Loïs Boisson hat es schwer. Das sagt die französische Top-Tennisspielerin in einem offenen Post in ihren sozialen Medien. Die Sensation der French Open 2025 musste sich letzte Woche vom WTA-Turnier in Hamburg zurückziehen, wo sie ein Jahr zuvor noch einen wunderschönen Titel gewonnen hatte. Auf Instagram erzählt die 23-jährige Französin, was los war und ist.

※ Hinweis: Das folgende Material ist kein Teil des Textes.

PR #4718, opened 2018-03-04
Introducing `\WP_CLI\Utils\normalize_path` function. Using it for ABSPATH constant.

ericgopak:
As discussed with @gitlost here: https://github.com/wp-cli/checksum-command/pull/39
Introducing `normalize_path` function (copied it from latest the WP Core :) ), and applied it to the `ABSPATH` constant, so that path concatenations of it have (more or less) consistent path separators.

### DIFF
--- a/php/utils.php
+++ b/php/utils.php
@@ -777,12 +777,14 @@ function trailingslashit( $string ) {
 /**
  * Normalize a filesystem path.
  *
- * On windows systems, replaces backslashes with forward slashes
+ * On Windows systems, replaces backslashes with forward slashes
  * and forces upper-case drive letters.
  * Allows for two leading slashes for Windows network shares, but
- * ensures that all other duplicate slashes are reduced to a single.
+ * ensures that all other duplicate slashes are reduced to a single one.
  * Ensures upper-case drive letters on Windows systems.
- * Allows for Windows network shares.
+ *
+ * @access public
+ * @category System
  *
  * @param string $path Path to normalize.
  * @return string Normalized path.
--- a/php/utils.php
+++ b/php/utils.php
@@ -775,6 +775,29 @@ function trailingslashit( $string ) {
 }
 
 /**
+ * Normalize a filesystem path.
+ *
+ * On windows systems, replaces backslashes with forward slashes
+ * and forces upper-case drive letters.
+ * Allows for two leading slashes for Windows network shares, but
+ * ensures that all other duplicate slashes are reduced to a single.
+ * Ensures upper-case drive letters on Windows systems.
+ * Allows for Windows network shares.
+ *
+ * @param string $path Path to normalize.
+ * @return string Normalized path.
+ */
+function normalize_path( $path ) {
+	$path = str_replace( '\\', '/', $path );
+	$path = preg_replace( '|(?<=.)/+|', '/', $path );
+	if ( ':' === substr( $path, 1, 1 ) ) {
+		$path = ucfirst( $path );
+	}
+	return $path;
+}
+
+
+/**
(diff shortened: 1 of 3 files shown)


ericgopak:
I didn't modify any other functions (like e.g. `Utils\get_temp_dir`) to make use of this path normalization, since I am not sure it won't break anything for Windows users.

I think it's great that we now have this normalization function, since everyone can now use it for cross-platform (in other words, Windows-friendly) path operations.

php/utils.php
```diff
@@ -774,6 +774,29 @@ function trailingslashit( $string ) {
 	return rtrim( $string, '/\\' ) . '/';
 }
 
+/**
+ * Normalize a filesystem path.
+ *
+ * On windows systems, replaces backslashes with forward slashes
```
schlessera: `windows` => `Windows`

php/utils.php
```diff
@@ -774,6 +774,29 @@ function trailingslashit( $string ) {
...
+ * and forces upper-case drive letters.
+ * Allows for two leading slashes for Windows network shares, but
+ * ensures that all other duplicate slashes are reduced to a single.
```
schlessera: `reduced to a single.` => `reduced to a single one.`

gitlost:
> copied it from latest the WP Core

Ah cool, somehow I wasn't aware of this function [`wp_normalize_path()`](https://github.com/WordPress/wordpress-develop/blob/4.9.4/src/wp-includes/functions.php#L1711). There's a trunk version that deals with PHP stream wrappers [changeset [42387]](https://core.trac.wordpress.org/changeset/42387) but we can ignore that for now I think.

If you could copy the [core test](https://github.com/WordPress/wordpress-develop/blob/4.9.4/tests/phpunit/tests/functions.php#L97-L123) also, to `tests/test-utils.php`, it'd be good.

> I didn't modify any other functions

That's fine, will be done in another PR.

> I think it's great that we now have this normalization function

Absolutely!

php/utils.php
```diff
@@ -774,6 +774,29 @@ function trailingslashit( $string ) {
...
+ * Ensures upper-case drive letters on Windows systems.
+ * Allows for Windows network shares.
```
gitlost: To add my nitpicks, can just remove this comment "Allows for WIndows network shares." (taken from the [since](https://github.com/WordPress/wordpress-develop/blob/4.9.4/src/wp-includes/functions.php#L1706) I see) as it's covered above. Also maybe add `Copied from core wp_normalize_path().` or similar, and `access public` and `category System` tags as in for instance `trailingslashit()`.

ericgopak:
Thanks a lot @schlessera and @gitlost for the feedback. I'm very happy to see the high bar for the code quality :)

I've addressed all of your feedback above, please review!

I've also added a unit test for the new function, where I copied all of the WP Core test cases plus added a couple of new ones (like empty-string test and root-only test).

> There's a trunk version that deals with PHP stream wrappers changeset [42387] but we can ignore that for now I think.

Yes, I agree, no need to worry about it for now, but in general I like the idea of having a wrapper for paths - if done well, that would alleviate quite a bit of potential path-related headache :)

gitlost:
Just to note the Travis failure for the trunk job is due to this recent change https://core.trac.wordpress.org/ticket/43228

ericgopak:
Thanks @gitlost for the note!

Then we're just waiting for @schlessera to approve this PR.

gitlost:
@ericgopak Just to note we also have to wait for the trunk issue to be resolved (or if that takes too long workaround it - which is easy to do but better if we don't).

PR #4733, opened 2018-03-20
Allow WP_CLI::confirm to be sent to stderr

### LINKED ISSUE #4732: WP_CLI::confirm to STDERR
For scripts that write to `STDOUT`, it would be useful for `WP_CLI::confirm` to optionally write to `STDERR` instead of `STDOUT`. I often redirect output to a file in which case, the confirmation prompt is also redirected to the file. Writing to stderr would fix this.

joshbetz:
Some scripts produce a lot of output and it's useful to redirect stdout to a file. In that case, we need to send the confirmation prompt to stderr, else it also is redirected to the file and the script hangs waiting for input.

Fixes #4732

### DIFF
--- a/php/class-wp-cli.php
+++ b/php/class-wp-cli.php
@@ -819,7 +819,11 @@ class WP_CLI {
 	 * @param array $assoc_args Skips prompt if 'yes' is provided.
 	 */
 	public static function confirm( $question, $assoc_args = array() ) {
-		switch ( $assoc_args['out'] ) {
+		$args = wp_parse_args( $assoc_args, array(
+			'out' => 'stdout',
+		) );
+		
+		switch ( $args['out'] ) {
 			case 'stderr':
 				$out = STDERR;
 				break;
--- a/php/class-wp-cli.php
+++ b/php/class-wp-cli.php
@@ -819,17 +819,17 @@ class WP_CLI {
 	 * @param array $assoc_args Skips prompt if 'yes' is provided.
 	 */
 	public static function confirm( $question, $assoc_args = array() ) {
-		switch( $assoc_args[ 'out' ] ) {
+		switch ( $assoc_args['out'] ) {
 			case 'stderr':
 				$out = STDERR;
 				break;
-				
+
 			case 'stdout':
 			default:
 				$out = STDOUT;
 				break;
 		}
-		
+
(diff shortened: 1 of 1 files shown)


php/class-wp-cli.php
```diff
@@ -819,8 +819,19 @@ public static function error_multi_line( $message_lines ) {
 	 * @param array $assoc_args Skips prompt if 'yes' is provided.
 	 */
 	public static function confirm( $question, $assoc_args = array() ) {
+		switch ( $assoc_args['out'] ) {
```
schlessera: You need to ensure that the `'out'` index even exists in `$assoc_args` before accessing it.
This is generally done through `wp_parse_args()`.

schlessera:
@joshbetz There's still an issue with the code (accessing a non-existent index).

Also, can you add tests for this distinction as well?

php/class-wp-cli.php
```diff
@@ -819,8 +819,23 @@ public static function error_multi_line( $message_lines ) {
 	 * @param array $assoc_args Skips prompt if 'yes' is provided.
 	 */
 	public static function confirm( $question, $assoc_args = array() ) {
+		$args = wp_parse_args( $assoc_args, array(
```
danielbachhuber: `wp_parse_args()` isn't necessarily available yet. You'll want to use `array_merge()` instead.

php/class-wp-cli.php
```diff
@@ -819,8 +819,23 @@ public static function error_multi_line( $message_lines ) {
 	 * @param array $assoc_args Skips prompt if 'yes' is provided.
```
danielbachhuber: Can you include mention of this new additional argument?

php/class-wp-cli.php
schlessera: Ah, right, my bad. WordPress may or may not be loaded yet.

danielbachhuber:
> Some scripts produce a lot of output and it's useful to redirect stdout to a file. In that case, we need to send the confirmation prompt to stderr, else it also is redirected to the file and the script hangs waiting for input.

On second thought, a better pattern is to include a `--yes` argument for the command. For example:

```
 * [--yes]
 * : Answer yes to the confirmation message.
```

This is already a standard pattern within WP-CLI.

PR #4743, opened 2018-03-23
Abspath defined

janw-oostendorp:
see #4537 
And https://github.com/wp-cli/ideas/issues/69


schlessera:
Thanks for the PR, @janw-oostendorp !

PR #4772, opened 2018-04-16
Update Composer dependencies (2018-04-16)

wp-make-coffee:
```
Loading composer repositories with package information
Updating dependencies (including require-dev)
Package operations: 0 installs, 2 updates, 0 removals
  - Updating composer/composer (1.6.3 => 1.6.4):  Checking out 86ad51e8a3
Writing lock file
Generating autoload files
```

### DIFF
--- a/composer.lock
+++ b/composer.lock
@@ -64,16 +64,16 @@
         },
         {
             "name": "composer/composer",
-            "version": "1.6.3",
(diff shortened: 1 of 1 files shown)


schlessera:
Force-merged because I suspect we have a circular issue here that lets tests fail.

PR #4787, opened 2018-05-02
Added `cli cache prune` & `cli cache clear` commands

swissspidy:
This aims to implement https://github.com/wp-cli/ideas/issues/23.

Also related: https://github.com/wp-cli/ideas/issues/96

To do:

* [x] Add tests
* [ ] ~Perhaps add some options, e.g. to only remove cached translations.~ (=> in separate issue if actually needed)


schlessera:
I'd suggest doing `Perhaps add some options, e.g. to only remove cached translations.` in a follow-up ticket in case someone does actually find it useful. I'd guess that the need for such a thing is pretty small.

features/cli-cache.feature
```diff
@@ -0,0 +1,19 @@
+Feature: CLI Cache
```
schlessera: The tests currently only test the output of the command, not whether it actually does what it pretends to do.

Testing should maybe download 2 or 3 files, verify their presence in the cache, and then verify that a cache clear/prune actually removes some or all of them again.

schlessera:
The command looks good to me, but the tests do not do much yet and don't verify the behavior at all.

features/cli-cache.feature
swissspidy: Yeah I know 😞

Can you point me to the right direction, how I should do these downloads, etc.? I'm sure there are some helper methods for that I don't yet know about.

schlessera: I'll look into how best to do this.

schlessera: So, the general approach should be the following:
1. Initialize a separate, empty cache dir:
   ```
   Given an empty cache dir
   ```
2. The cache dir that was generated is now available from within the tests under the `SUITE_CACHE_DIR` variable
3. Make some operation that should cache something
4. Verify that a file was created under `SUITE_CACHE_DIR`
5. Clear the cache
6. Verify that the file is gone under `SUITE_CACHE_DIR`

swissspidy: > Make some operation that should cache something

swissspidy: > Make some operation that should cache something

Are things like the language command available in the tests? Or perhaps the command to download WP core?

schlessera: Yes, they should be available with a simple `When I run wp something something`.

schlessera: Maybe stick with Core, as I want to reduce the amount of inter-dependencies that the tests introduce.
I think you can force multiple versions of Core to be downloaded, so this will allow you to test the `prune` as well.

swissspidy:
I don't yet have a good way to test the `wp cache prune` command, at least not with the way I wrote the code (check for timestamp in file name, not actual file modification time). IIRC I did it that way to really make sure two files with different timestamps belong together. Perhaps I have to re-think that.

The only commands I could find that use the cache directory are the core command and the language command.

In the language command, the timestamp in the file name is dynamic:

https://github.com/wp-cli/language-command/blob/67cba55d96fd8eeda24dc3ac4ab554ec2102ebe6/src/WP_CLI/LanguagePackUpgrader.php#L58-L60

Plus, there's no reliable way to update a language pack in a test in order to have multiple versions.

It would be easier if I could create some fake files in the cache directory, but as far as I can see, the `Given an xy.zip file:` step creates files relative to the current directory and doesn't take absolute paths.

wojsmol:
@swissspidy  see https://github.com/wp-cli/entity-command/blob/4cbd6081319b2f4bee8d9ec6bbfe6317eaef9385/features/bootstrap/FeatureContext.php#L63-L64

swissspidy:
Thanks. I'm aware of `{SUITE_CACHE_DIR}` since @schlessera pointed it out to me and I actually use it already.

But I can't use `Given an {SUITE_CACHE_DIR}/foo/xy.zip file:` because that would use the wrong path:

https://github.com/wp-cli/wp-cli-tests/blob/90f71595d52bf20301961201e9d39bb190d5ddab/features/steps/given.php#L49-L50

schlessera:
@swissspidy Keep in mind that we always add logic to `FeatureContext.php`.

So, just think of the English sentences that describe the logic of how to test. We can then add implementations as needed.

schlessera:
I'm adding a new step `Given a ... *cache* file` to `wp-cli/wp-cli-tests`: https://github.com/wp-cli/wp-cli-tests/issues/22

Tests can then be something like this:
```gherkin
  Scenario: Remove all but newest files from cache directory
    Given an empty cache
    And a file-a-12345.tmp cache file:
      """
      -empty-
      """
    And a file-a-23456.tmp cache file:
      """
      -empty-
      """
    And a file-b-12345.tmp cache file:
      """
      -empty-
      """
    And a file-b-23456.tmp cache file:
      """
      -empty-
      """
    And a file-b-01234.tmp cache file:
      """
      -empty-
      """
    And a file-c-12345.tmp cache file:
      """
      -empty-
      """

    When I run `wp cli cache prune`
    Then STDOUT should be:
      """
      Success: Cache pruned.
      """
    And the {SUITE_CACHE_DIR}/file-a-12345.tmp file should not exist
    And the {SUITE_CACHE_DIR}/file-a-23456.tmp file should exist
    And the {SUITE_CACHE_DIR}/file-b-12345.tmp file should not exist
    And the {SUITE_CACHE_DIR}/file-b-23456.tmp file should exist
    And the {SUITE_CACHE_DIR}/file-b-01234.tmp file should not exist
    And the {SUITE_CACHE_DIR}/file-c-12345.tmp file should exist
```

schlessera:
`Given a ... *cache* file` is now part of `wp-cli/wp-cli-tests` v2.0.10+.

swissspidy:
I'm weirdly getting `PHP Fatal error:  Uncaught Error: Call to undefined method WP_CLI\FileCache::prune() in php/commands/src/CLI_Cache_Command.php:61` when running `wp cli cache prune` in tests... No idea why.

schlessera:
I think I can top that!

When running `composer test -- features/cli-cache.feature`, I get the following error in the above test:
```
Class 'features/cli-cache' could not be found in '/Users/alain/dev/wp-cli-dev/wp-cli/features/cli-cache.feature'.
```

schlessera:
Oh, nevermind the last comment, user error. The command should have used `behat`, not `test`. The error came from PHPUnit.

schlessera:
@swissspidy This is still marked as WIP. I got the tests to pass now. Is this ready for merging?

swissspidy:
Nice! In this case I think we can merge this for now :-)

PR #4843, opened 2018-07-11
Fixing skip-theme tests

wojsmol:
Fixes tests failure caused by suspension of previously used themes on woordpress.org.


schlessera:
The `primer` theme does not work on WordPress 3.7:
```
'PRIMER_MIN_WP_VERSION', '4.4'
```
Either we look for a different combination, or we tag this test as `@require-wp-4.4`.

Do you think we can manage to find a theme combination that supports WordPress 3.7?

PR #4853, opened 2018-07-19
Fall back to full string instead of $mode on PHP < 7

### LINKED ISSUE #4852: `php_uname()` only accepts `$mode` for PHP 7.0+
`php_uname()` only accepts `$mode` for PHP 7.0+.

For older versions, we need to provide a fallback.

See https://travis-ci.org/wp-cli/wp-cli/jobs/405191569#L616-L632

schlessera:
Fixes #4852

### DIFF
--- a/php/commands/src/CLI_Command.php
+++ b/php/commands/src/CLI_Command.php
@@ -105,11 +105,23 @@ class CLI_Command extends WP_CLI_Command {
 	public function info( $_, $assoc_args ) {
 		$php_bin = Utils\get_php_binary();
 
-		$system_os = sprintf( '%s %s %s %s', php_uname( 's' ), php_uname( 'r' ), php_uname( 'v' ), php_uname( 'm' ) );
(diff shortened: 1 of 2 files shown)


php/commands/src/CLI_Command.php
```diff
@@ -105,11 +105,23 @@ public function version() {
 	public function info( $_, $assoc_args ) {
 		$php_bin = Utils\get_php_binary();
 
-		$system_os = sprintf( '%s %s %s %s', php_uname( 's' ), php_uname( 'r' ), php_uname( 'v' ), php_uname( 'm' ) );
-		$shell     = getenv( 'SHELL' );
+		// php_uname() $mode argument was only added with PHP 7.0+. Fall back to
+		// entire string for older versions.
+		$system_os = PHP_MAJOR_VERSION >= 7
```
chesio: Shouldn't the comparison be reversed here, ie. `PHP_MAJOR_VERSION < 7`?

PR #4861, opened 2018-07-20
Trigger new 'cli_init' hook during WordPress plugins_loaded action.

### LINKED ISSUE #4818: Add WordPress action to initialize plugin commands on
Right now, when a plugin wants to add WP-CLI actions, they need to do something like the following:

```
if ( defined( 'WP_CLI' ) && WP_CLI ) {
	add_action( 'plugins_loaded', 'my_plugin_cli_init' );
}
```

We should have WP-CLI add an action `'cli_init'` that matches `'init'` and `'admin_init'` and allows for easier hooking of commands:

```
add_action( 'cli_init', 'my_plugin_cli_init' );
```

If WP-CLI is not loaded, the action will not be triggered. No other checks are needed.

jmichaelward:
This PR will call do_action( 'cli_init' ) during the plugins_loaded event, which will allow developers to hook their custom WP-CLI commands into
WordPress without having to check for the definition and existence of the WP_CLI constant.

It includes one Behat test to validate that the action is fired.

Closes #4818.


php/WP_CLI/Runner.php
```diff
@@ -1487,6 +1486,10 @@ function( $url, $path, $scheme, $blog_id ) {
 			4
 		);
 
+		// Set up hook for WP-CLI packages to use.
```
schlessera: This is misleading, WP-CLI packages don't need this.
It should be something like:
```
// Set up hook for plugins & themes to conditionally add WP-CLI commands.
```

features/command.feature
```diff
@@ -1666,3 +1666,21 @@ Feature: WP-CLI Commands
...
+      add_action( 'cli_init', function() {
+        WP_CLI::add_command( 'custom', function () {} );
+      } );
+      """
+    And I run `wp plugin activate custom-command`
+    When I run `wp custom --help`
+    Then STDOUT should contain:
+    """
+    wp custom
+    """
```
schlessera: CS: Missing new line.

PR #4864, opened 2018-07-24
Fix PHP version check

chesio:
I believe the condition should be reversed...


schlessera:
Thanks for the pull request, @chesio !

Issue #2376, opened 2016-01-13
Cannot redeclare wp_get_server_protocol()


dennisjac:
Hi,
I just installed wp-cli to use with my wordpress 4.4.1 installation. When I run it in my home directory without arguments it outputs usage instructions but when I run it without arguments in my wordpress folder I get:

PHP Fatal error:  Cannot redeclare wp_get_server_protocol() (previously declared in /var/www/html/stage2.rolandtichy.de/wp-includes/load.php:18) in /var/www/html/stage2.rolandtichy.de/wp-includes/load.php on line 23

I tried the latests release version of wp-cli and the current master branch both with the same result. I can reproduce the same error when I create a test.php and require('wp-includes/load.php') twice so that's what seems to happen when running wp-cli.
Any idea what could cause this?

Output of wp --info:
```
PHP binary:	/usr/bin/php
PHP version:	5.4.16
php.ini used:	/etc/php.ini
WP-CLI root dir:	phar://wp-cli.phar
WP-CLI global config:	
WP-CLI project config:	
WP-CLI version:	0.22.0
```

danielbachhuber:
> Any idea what could cause this?

Potentially a plugin or theme is calling `require('wp-includes/load.php')`

Can you try `wp --skip-themes --skip-plugins` in your WordPress directory to see if that bypasses the errors?

dennisjac:
```wp --skip-themes``` makes it work but I can find no reference to ```wp-includes/load.php``` in ```wp-content/themes/*```.

danielbachhuber:
Ok. Hard for me to say what it might be then, other than it's probably in your theme.

danielbachhuber:
> What is wrong with including this file in a theme?

It loads WordPress. Your theme shouldn't need to load WordPress, given it's a WordPress theme.

> wp-cli does include it as well after all. Shouldn't wp-cli actually use require_once to prevent this kind of collision?

WP-CLI isn't a WordPress theme, it's a command line interface to WordPress. Here's some background on the why of how WP-CLI loads WordPress #1631

dennisjac:
Indeed functions.php in the theme includes wp-config.php which seems rather pointless. Removing that line fixes things. Sorry for the noise and thanks for pointing me in the right direction.

rosswintle:
I know this is closed, but I just wanted to add a weird behaviour that I've noticed that may be related.

[...]

PR #4868, opened 2018-07-27
fix for #2376

jzeus:
may not be the smartest solution, but it gets the tool working with `wp-config-local.php` setups for now.

### DIFF
--- a/php/WP_CLI/Runner.php
+++ b/php/WP_CLI/Runner.php
@@ -556,7 +556,14 @@ class Runner {
 	public function get_wp_config_code() {
 		$wp_config_path = Utils\locate_wp_config();
 
-		$wp_config_code = explode( "\n", file_get_contents( $wp_config_path ) );
+		$wp_config_code = file_get_contents( $wp_config_path );
+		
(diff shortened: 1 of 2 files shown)


schlessera:
Hi @jzeus !

First of all, thank you for the pull request (PR) and your willingness to contribute to the project.

There's several reasons why I cannot accept the above pull request, though:
1. The PR claims to fix an issue that is already closed (meaning it was either already fixed, or it is not meant to be fixed).
2. The PR contains multiple, unrelated changes. Each PR should only solve one specific issue.
3. The PR does not obey the WordPress Coding Standards.

You can read more about the expectations we have for pull requests here: [https://make.wordpress.org/cli/handbook/pull-requests/#expectations](https://make.wordpress.org/cli/handbook/pull-requests/#expectations)

I'm closing this pull request, as 1. above is not something you can fix with code updates. If you think there still is a fix needed here, please join us in WP-CLI Slack chat (#cli channel in the [WordPress.org Slack team](https://make.wordpress.org/chat/)) to discuss upfront.

PR #5405, opened 2020-06-04
Throw exception when misusing `error_to_string()`

### LINKED ISSUE #5356: `WP_CLI::error_to_string()` doesn't have a guaranteed return value

vsamoletov:
Fixes #5356

### DIFF
--- a/tests/test-wp-cli.php
+++ b/tests/test-wp-cli.php
@@ -8,6 +8,6 @@ class WP_CLI_Test extends PHPUnit_Framework_TestCase {
 
 	public function testErrorToString() {
 		$this->setExpectedException( 'InvalidArgumentException', "Unsupported argument type passed to WP_CLI::error_to_string(): 'boolean'" );
-		WP_CLI::error_to_string( (bool) true );
+		WP_CLI::error_to_string( true );
 	}
 }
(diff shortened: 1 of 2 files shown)


tests/test-wp-cli.php
```diff
@@ -5,4 +5,9 @@ class WP_CLI_Test extends PHPUnit_Framework_TestCase {
 	public function testGetPHPBinary() {
 		$this->assertSame( WP_CLI\Utils\get_php_binary(), WP_CLI::get_php_binary() );
 	}
+
+	public function testErrorToString() {
+		$this->setExpectedException( 'InvalidArgumentException', "Unsupported argument type passed to WP_CLI::error_to_string(): 'boolean'" );
+		WP_CLI::error_to_string( (bool) true );
```
swissspidy, line 11: No need for casting a boolean to a boolean

```suggestion
		WP_CLI::error_to_string( true );
```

„Ich war in letzter Zeit nicht sehr aktiv in den sozialen Medien“, beginnt sie ihre Nachricht. Während Wimbledon stürzte sie unglücklich, was zu einer Überdehnung des Knies führte. Das warf sie erneut weit zurück. „Zum Glück war es nichts Ernstes, aber es brauchte wieder ein paar Wochen Erholungszeit, weshalb ich mich aus Hamburg zurückziehen musste. In den letzten zwei Jahren war ich öfter in einer Klinik als auf dem Tennisplatz.“

Schwere Knieverletzung

Bereits 2024 riss sie sich das vordere Kreuzband, was dazu führte, dass sie längere Zeit nicht spielen konnte und in der WTA-Rangliste abrutschte. Sie fiel innerhalb eines Jahres von Platz 152 auf 361 und kehrte erst 2025 wie neugeboren zurück. Sie erreichte das Halbfinale der French Open, stürmte zurück in die Top 100 der Welt und gewann danach das Turnier in Hamburg. Doch in Wimbledon ging es für die französische Tennisspielerin erneut schief.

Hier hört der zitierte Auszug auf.